> [ASSIGNMENT]: Please set down the records exactly, keeping every line.

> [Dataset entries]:
PR #362, opened 2023-09-12
Feature: Routing-api support for FOT quote

jsy1218:
Decent amount of changes needed in routing-api to make FOT quote work.

I tested via personal AWS account through local URA -> RA -> SOR:

https://app.warp.dev/block/dWMjnnhkKYGZRbnXf4Vy0q
Note the quote response payload from the link contains the `buyFeeBps` and `sellFeeBps` for both BLASTER and BULLET tokens.

I also added a bit of local debugging log in local sor to make sure the quote takes into account the FOT taxes:
Screenshot 2023-09-12 at 12 25 16 AM
Screenshot 2023-09-12 at 12 38 51 PM

First reserves pair quote:
BLAST => WETH
WETH amountOut = 41.968756641620631636 * 997 * 10000000000 * (1 - 0.05) / (1000 * 4896162.22883681 + 997 * 10000000000 * (1 - 0.05))
= 41.9470726768 which is close to 41.947072676794532921

Second reserves pair quote:
WETH => BULLET
BULLET amountOut = (137784644.932841276 * 997 * 41.928610626088988429 / (1000 * 4.113888521182481518 + 997 * 41.928610626088988429)) * (1 - 0.03)
= 121676691.272 which is close to 121676691.272310663

Screenshot 2023-09-12 at 12 43 05 PM
Screenshot 2023-09-12 at 12 42 57 PM

First reserves pair quote:
BLAST => WETH
WETH amountOut = 4.113888521182481518 * 0.121676691 * (1 - 0.03) * 1000 / (137784644.932841276 - 0.121676691 * (1 - 0.03)) / 997= 3.5e-9 which is close to 0.000000003756576153

Second reserves pair quote:
WETH => BULLET
BULLET amountOut = (4898323.47883681 * 0.0000000035 * 1000 / (41.950294614672082792 - 0.000000003756576153) / 997) * (1 - 0.05) = 0.0003894116 which is close to 0.00046312

Tested:
- [x] this PR unit test will continue to fail, until we publish sor changes from https://github.com/Uniswap/routing-api/pull/362
- [x] the most important aspect of this change is that `enableFeeOnTransferFeeFetching` not being passed in should make `useCachedRoutes` to be true by default:
 
```
curl 'https://ggy7t0yp57.execute-api.us-east-2.amazonaws.com/prod/quote' \
  --data-raw '{
   "tokenInChainId":1,
   "tokenIn":"0x8ef32a03784c8fd63bbf027251b9620865bd54b6",
   "tokenOutChainId":1,
   "tokenOut":"0xab98093c7232e98a47d7270ce0c1c2106f61c73b",
   "amount":"1000000000000000000",
   "type":"EXACT_INPUT",
   "configs":[
      {
         "protocols":[
            "V2",
            "V3",
            "MIXED"
         ],
         "routingType":"CLASSIC",
         "unicornSecret":"MASKED",
         "debugRoutingConfig":"{\"debugRouting\":true,\"made-up-trace-id\":\"e3d8c20e-c992-41cf-8751-23c0b49619a1\"}"
       }
   ]
}'
```
Screenshot 2023-09-13 at 8 18 13 PM


lib/handlers/marshalling/token-marshaller.ts
```diff
@@ -1,11 +1,14 @@
 import { Token } from '@uniswap/sdk-core'
+import { BigNumber } from 'ethers'
 
 export interface MarshalledToken {
   chainId: number
   address: string
   decimals: number
   symbol?: string
   name?: string
+  buyFeeBps?: BigNumber
```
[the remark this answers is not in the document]
jsy1218: we can, but curious why `string` here? `buyFeeBps` and `sellFeeBps` shouldn't have any decimals so number/BigNumber seems fine to me actually.

lib/handlers/pools/pool-caching/v2/v2-dynamo-cache.ts
```diff
@@ -18,6 +18,19 @@ export class V2DynamoCache implements ICache<{ pair: Pair; block?: number }> {
...
+    const keyValuePairs = await Promise.all(valuesPromise)
+    const records: Record<string, { pair: Pair; block?: number | undefined } | undefined> = {}
+
+    keyValuePairs.forEach(({ key, value }) => {
+      records[key] = value
+    })
+
+    return records
+  }
+
```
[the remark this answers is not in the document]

> [FINISHED EXERCISE]:
PR #362, opened 2023-09-12
Feature: Routing-api support for FOT quote

jsy1218:
Decent amount of changes needed in routing-api to make FOT quote work.

I tested via personal AWS account through local URA -> RA -> SOR:

https://app.warp.dev/block/dWMjnnhkKYGZRbnXf4Vy0q
Note the quote response payload from the link contains the `buyFeeBps` and `sellFeeBps` for both BLASTER and BULLET tokens.

I also added a bit of local debugging log in local sor to make sure the quote takes into account the FOT taxes:
Screenshot 2023-09-12 at 12 25 16 AM
Screenshot 2023-09-12 at 12 38 51 PM

First reserves pair quote:
BLAST => WETH
WETH amountOut = 41.968756641620631636 * 997 * 10000000000 * (1 - 0.05) / (1000 * 4896162.22883681 + 997 * 10000000000 * (1 - 0.05))
= 41.9470726768 which is close to 41.947072676794532921

Second reserves pair quote:
WETH => BULLET
BULLET amountOut = (137784644.932841276 * 997 * 41.928610626088988429 / (1000 * 4.113888521182481518 + 997 * 41.928610626088988429)) * (1 - 0.03)
= 121676691.272 which is close to 121676691.272310663

Screenshot 2023-09-12 at 12 43 05 PM
Screenshot 2023-09-12 at 12 42 57 PM

First reserves pair quote:
BLAST => WETH
WETH amountOut = 4.113888521182481518 * 0.121676691 * (1 - 0.03) * 1000 / (137784644.932841276 - 0.121676691 * (1 - 0.03)) / 997= 3.5e-9 which is close to 0.000000003756576153

Second reserves pair quote:
WETH => BULLET
BULLET amountOut = (4898323.47883681 * 0.0000000035 * 1000 / (41.950294614672082792 - 0.000000003756576153) / 997) * (1 - 0.05) = 0.0003894116 which is close to 0.00046312

Tested:
- [x] this PR unit test will continue to fail, until we publish sor changes from https://github.com/Uniswap/routing-api/pull/362
- [x] the most important aspect of this change is that `enableFeeOnTransferFeeFetching` not being passed in should make `useCachedRoutes` to be true by default:
 
```
curl 'https://ggy7t0yp57.execute-api.us-east-2.amazonaws.com/prod/quote' \
  --data-raw '{
   "tokenInChainId":1,
   "tokenIn":"0x8ef32a03784c8fd63bbf027251b9620865bd54b6",
   "tokenOutChainId":1,
   "tokenOut":"0xab98093c7232e98a47d7270ce0c1c2106f61c73b",
   "amount":"1000000000000000000",
   "type":"EXACT_INPUT",
   "configs":[
      {
         "protocols":[
            "V2",
            "V3",
            "MIXED"
         ],
         "routingType":"CLASSIC",
         "unicornSecret":"MASKED",
         "debugRoutingConfig":"{\"debugRouting\":true,\"made-up-trace-id\":\"e3d8c20e-c992-41cf-8751-23c0b49619a1\"}"
       }
   ]
}'
```
Screenshot 2023-09-13 at 8 18 13 PM


lib/handlers/marshalling/token-marshaller.ts
```diff
@@ -1,11 +1,14 @@
 import { Token } from '@uniswap/sdk-core'
+import { BigNumber } from 'ethers'
 
 export interface MarshalledToken {
   chainId: number
   address: string
   decimals: number
   symbol?: string
   name?: string
+  buyFeeBps?: BigNumber
```
[the remark this answers is not in the document]
jsy1218: we can, but curious why `string` here? `buyFeeBps` and `sellFeeBps` shouldn't have any decimals so number/BigNumber seems fine to me actually.

lib/handlers/pools/pool-caching/v2/v2-dynamo-cache.ts
```diff
@@ -18,6 +18,19 @@ export class V2DynamoCache implements ICache<{ pair: Pair; block?: number }> {
...
+    const keyValuePairs = await Promise.all(valuesPromise)
+    const records: Record<string, { pair: Pair; block?: number | undefined } | undefined> = {}
+
+    keyValuePairs.forEach(({ key, value }) => {
+      records[key] = value
+    })
+
+    return records
+  }
+
```
[the remark this answers is not in the document]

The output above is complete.